Work to be completed →
Once you reach the line containing "Writes the session part directory" in the entries below, write out that line and each one after it down to the line containing "Extracts code added", exactly and with nothing added.

━━━ Provided material

PR #3854, opened 2026-08-20
Write session part directory in session transitions

fractalwrench:
## Goal

Writes the session part directory when session transitions occur.

## Testing

Added unit tests.


bidetofevil (approved):
LGTM

PR #3855, opened 2026-08-20
Create session part writer

fractalwrench:
## Goal

Extracts code added in #3854 to `SessionPartWriter`, which will be used to encapsulate all operations that write telemetry for the current session part.

## Testing

Added unit tests


bidetofevil (approved):
LGTM

PR #3856, opened 2026-08-20
Write metadata file in session part directory

fractalwrench:
## Goal

Writes the metadata file in the current session part directory. This is written when the session part is created and when the user information changes.

The threading model is important as it currently enforces correctness - all session persistence happens on a dedicated background thread. If the session part ends before a enqueued write has happened, the enqueued write will still persist information to the correct directory.

## Testing

Added unit tests.

### DIFF
--- a/embrace-android-core/src/main/kotlin/io/embrace/android/embracesdk/internal/session/orchestrator/SessionPartWriter.kt
+++ b/embrace-android-core/src/main/kotlin/io/embrace/android/embracesdk/internal/session/orchestrator/SessionPartWriter.kt
@@ -9,4 +9,9 @@ interface SessionPartWriter {
      * A new session part has started. Creates the directory that holds its telemetry.
      */
     fun onSessionPartStarted(timestamp: Long, userSessionId: String, sessionPartId: String)
+
+    /**
+     * User information has changed and should be persisted.
+     */
+    fun onUserInfoChanged()
 }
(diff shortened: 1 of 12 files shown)


embrace-android-core/src/main/kotlin/io/embrace/android/embracesdk/internal/session/orchestrator/SessionPartWriterImpl.kt
```diff
@@ -2,50 +2,78 @@ package io.embrace.android.embracesdk.internal.session.orchestrator
...
     /**
-     * The directory that telemetry is currently written to. Only ever touched on [worker], so that
-     * a write always targets the session part it was queued for rather than a later one.
+     * The writers for the session part that telemetry is currently written to. Each targets one
+     * fixed directory, so a write that was queued for a session part cannot land in a later one.
      */
-    @Volatile
-    private var activeDirectory: SessionPartDirectory? = null
-
+    private val current = AtomicReference<PartWriters?>(null)
```
lemnik: This looks like a `@Volatile` again? Do we maybe need the atomic side of it later?

lemnik (approved):

embrace-android-core/src/main/kotlin/io/embrace/android/embracesdk/internal/session/orchestrator/SessionPartWriter.kt
```diff
@@ -9,4 +9,9 @@ interface SessionPartWriter {
      * A new session part has started. Creates the directory that holds its telemetry.
      */
     fun onSessionPartStarted(timestamp: Long, userSessionId: String, sessionPartId: String)
+
+    /**
+     * User information has changed and should be persisted.
+     */
+    fun onUserInfoChanged()
```
bidetofevil, line 16: I'm wondering if it makes sense to make this more generic, i.e. something in the metadata object has changed and needs updating? This feels too specific and tied to what we store there right now - but I can see this expanding in the future.

bidetofevil (approved):
LGTM. One non-blocking comment about the method name on the interface

embrace-android-core/src/main/kotlin/io/embrace/android/embracesdk/internal/session/orchestrator/SessionPartWriter.kt
fractalwrench: Addressed here: https://github.com/embrace-io/embrace-android-sdk/pull/3887

PR #3862, opened 2026-08-21
Add a callback for completed spans

fractalwrench:
## Goal

Adds a callback for completed spans that will be used to append them to a file in the session part directory.

## Testing

Added unit tests.


bidetofevil (approved):
LGTM

PR #3863, opened 2026-08-24
Memoize the `SessionIdsSnapshot` returned from `SessionIdsProviderImpl.getActiveSessionIds`

lemnik:
## Goal
Avoid allocating a new `SessionIdsSnapshot` every time `SessionIdsProviderImpl.getActiveSessionIds` is called. These values don't change very frequently and `SessionIdsSnapshot` is immutable, so shared instances reduce our memory consumption.

## Testing
New unit tests added


fractalwrench (approved):
LGTM

PR #3878, opened 2026-08-25
Write session part span

fractalwrench:
## Goal

Writes the session part span when the session part is initially created. I have not altered the implementation to write on the session part end or at regular intervals during the session - that will come in future changesets.

## Testing

Added unit tests.


embrace-android-core/src/main/kotlin/io/embrace/android/embracesdk/internal/session/orchestrator/SessionPartWriterImpl.kt
```diff
@@ -84,6 +88,18 @@ class SessionPartWriterImpl(
         }
     }
 
+    // TODO: the session span is not yet written on a regular interval while the part is active.
+
+    /**
+     * Writes the session span as it stands right now.
+     */
+    private fun queueSessionSpanWrite(writers: PartWriters) {
```
bidetofevil, line 96: Do we want to do any debouncing here?

bidetofevil (approved):
LGTM. Non blocking comment about debouncing session write queuing - not sure if it'll be taken care of later. Ignore if it is.

embrace-android-core/src/main/kotlin/io/embrace/android/embracesdk/internal/session/orchestrator/SessionPartWriterImpl.kt
fractalwrench: Yes. This will be addressed in future changesets

PR #3879, opened 2026-08-25
Write the session span on its end

fractalwrench:
## Goal

When the session part ends, write the session part to disk.

## Testing

Added unit tests.


embrace-android-core/src/main/kotlin/io/embrace/android/embracesdk/internal/session/orchestrator/SessionPartWriterImpl.kt
```diff
@@ -63,6 +64,17 @@ class SessionPartWriterImpl(
         queueSessionSpanWrite(writers)
     }
 
+    override fun onSessionPartEnded(sessionPartId: String) {
```
bidetofevil, line 67: Do we want to prevent future writes to this session span if there's a race condition for this to be updated right after its end had been triggered?

bidetofevil (approved):
LGTM. Non-blocking comment about preventing races by blocking future write requests after the session part ends

embrace-android-core/src/main/kotlin/io/embrace/android/embracesdk/internal/session/orchestrator/SessionPartWriterImpl.kt
fractalwrench: Yes. I'll address this in a separate changeset but we should clear out the `writers` reference at this point.

PR #3880, opened 2026-08-25
Periodically write session part span

fractalwrench:
## Goal

Hooks up the session part span so that it will be written to disk at periodic intervals. Currently this uses the same periodic caching mechanism as the monolithic payload caching.

## Testing

Added unit tests.

### DIFF
--- a/embrace-android-core/src/main/kotlin/io/embrace/android/embracesdk/internal/session/orchestrator/SessionOrchestratorImpl.kt
+++ b/embrace-android-core/src/main/kotlin/io/embrace/android/embracesdk/internal/session/orchestrator/SessionOrchestratorImpl.kt
@@ -442,6 +442,7 @@ internal class SessionOrchestratorImpl(
                                             )
                                         }
                                         updatePeriodicCacheAttrs()
+                                        sessionPartWriter?.onPeriodicWrite()
                                         payloadFactory.snapshotPayload(state, timestamp, zygote)
                                     }
                                 }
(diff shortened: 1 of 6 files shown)


embrace-android-core/src/main/kotlin/io/embrace/android/embracesdk/internal/session/orchestrator/SessionOrchestratorImpl.kt
```diff
@@ -442,6 +442,7 @@ internal class SessionOrchestratorImpl(
                                             )
                                         }
                                         updatePeriodicCacheAttrs()
+                                        sessionPartWriter?.onPeriodicWrite()
```
bidetofevil, line 445: This will eventually replace line 446 to snapshot the current session part? During this period that we do both, is there a need to make sure these are done atomically so there's no race condition that could make the payloads differ?

bidetofevil (approved):
LGTM. Non-blocking question about the new and old ways of persistence and whether they need to be synchronized if we want to ensure the payloads from the old and new methods always match?

embrace-android-core/src/main/kotlin/io/embrace/android/embracesdk/internal/session/orchestrator/SessionOrchestratorImpl.kt
fractalwrench: IMO it's not necessary to ensure the old/new methods match 1:1, other than for the purposes of test assertions (where we can control for that anyway)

━━━━━━

Written solution →
Writes the session part directory when session transitions occur.

## Testing

Added unit tests.


bidetofevil (approved):
LGTM

PR #3855, opened 2026-08-20
Create session part writer

fractalwrench:
## Goal

Extracts code added in #3854 to `SessionPartWriter`, which will be used to encapsulate all operations that write telemetry for the current session part.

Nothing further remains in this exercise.